Arbeite meistens mit Delphi oder C++


----------



## dj*viper (4. August 2011)

soll wohl einfacher sein...ich arbeite aber auch mit c++


----------



## KamerSpz (4. August 2011)

Ich würde auch meinen das C# wesentlich langsamer ist als C++
Is vielleicht nur nen Net Framwork pusher.


----------



## dj*viper (4. August 2011)

jeder hat seine lieblingssprache 
alle programmiersprachen haben ihr vor- und nachteile.


----------



## Ahab (4. August 2011)

Der Umstieg von Java zu C# soll recht einfach sein. So kann man beispielsweise als Android-Entwickler leicht nach Windows Phone expandieren und seine App auf mehreren Plattformen anbieten.
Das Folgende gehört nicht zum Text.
PR #535, opened 2024-02-20
Feature/row level filter min max

eycho-am:
*Issue #, if available:* N/A

*Description of changes:*
- Follow-up to PR #532 
- Adding AnalyzerOptions to use FileteredRowOutcome for Minimum and Maximum analyzers

### DIFF
--- a/src/main/scala/com/amazon/deequ/checks/Check.scala
+++ b/src/main/scala/com/amazon/deequ/checks/Check.scala
@@ -681,15 +681,17 @@ case class Check(
     * @param column Column to run the assertion on
     * @param assertion Function that receives a double input parameter and returns a boolean
     * @param hint A hint to provide additional context why a constraint could have failed
+    * @param analyzerOptions Options to configure analyzer behavior (NullTreatment, FilteredRow)
     * @return
     */
   def hasMin(
       column: String,
       assertion: Double => Boolean,
-      hint: Option[String] = None)
+      hint: Option[String] = None,
+      analyzerOptions: Option[AnalyzerOptions] = None)
     : CheckWithLastConstraintFilterable = {
 
-    addFilterableConstraint { filter => minConstraint(column, assertion, filter, hint) }
+    addFilterableConstraint { filter => minConstraint(column, assertion, filter, hint, analyzerOptions) }
   }
 
   /**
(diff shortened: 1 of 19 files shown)


src/main/scala/com/amazon/deequ/analyzers/MaxLength.scala
```diff
@@ -48,15 +51,35 @@ case class MaxLength(column: String, where: Option[String] = None, analyzerOptio
...
+    val whereNotCondition = where.map { expression => not(expr(expression)) }
+    rowOutcome match {
+      case FilteredRowOutcome.TRUE =>
+        conditionSelectionGivenColumn(col, whereNotCondition, replaceWith = Double.MinValue)
+      case _ =>
+        conditionSelectionGivenColumn(col, whereNotCondition, replaceWith = null)
+    }
+  }
+
+  private def transformColForNullBehavior(col: Column, nullBehavior: NullBehavior): Column = {
```
rdsharma26, line 73: Can we use `column` here directly instead of passing it in as`col` ? In `rowLevelResults`, we use `analyzerOptions` directly instead of passing it in as a parameter.

src/main/scala/com/amazon/deequ/analyzers/PatternMatch.scala
```diff
@@ -82,6 +85,19 @@ case class PatternMatch(column: String, pattern: Regex, where: Option[String] =
     conditionalSelection(expression, where).cast(IntegerType)
   }
 
+  private[deequ] def rowLevelResults: Column = {
+    val filteredRowOutcome = getRowLevelFilterTreatment(analyzerOptions)
+    val whereNotCondition = where.map { expression => not(expr(expression)) }
+    val expression = when(regexp_extract(col(column), pattern.toString(), 0) =!= lit(""), 1)
```
rdsharma26, line 91: Can we put `when(regexp_extract(col(column), pattern.toString(), 0) =!= lit(""), 1)` in a common place and reuse it in `criterion` and here?

src/main/scala/com/amazon/deequ/checks/Check.scala
```diff
@@ -1121,7 +1128,28 @@ case class Check(
...
+   * @return
+   */
+  def isContainedIn(
+                     column: String,
+                     allowedValues: Array[String],
+                     assertion: Double => Boolean,
+                     hint: Option[String])
+  : CheckWithLastConstraintFilterable = {
+
+
```
rdsharma26, line 1151: nit: excess whitespace

rdsharma26 (commented):
Great work, @eycho-am !

rdsharma26 (approved):
LGTM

Bei iOS und Objective C sieht das wohl schon anders aus. 

Würde ich eine App entwickeln wollen, würde ich sie für Windows Phone entwickeln, da gefällt mir das Design mit Abstand am besten.


----------



## HAWX (4. August 2011)

Generell soll das Entwickeln für iOS, aber mit am Besten funktionieren. Das habe ich schon mehrfach gelesen.


----------



## KamerSpz (4. August 2011)

Ja ok das stimmt die entwicklung auf mehreren Plattformen hat C# wohl seine großen Vorteile


----------



## AMD (4. August 2011)

C# ist schon eine ganz gute Sprache.
Ich bin ein großer Feind von Java - das muss man einfach so sagen aber C# ist schon ganz ordentlich in meinen Augen und so langsam ist das garnicht!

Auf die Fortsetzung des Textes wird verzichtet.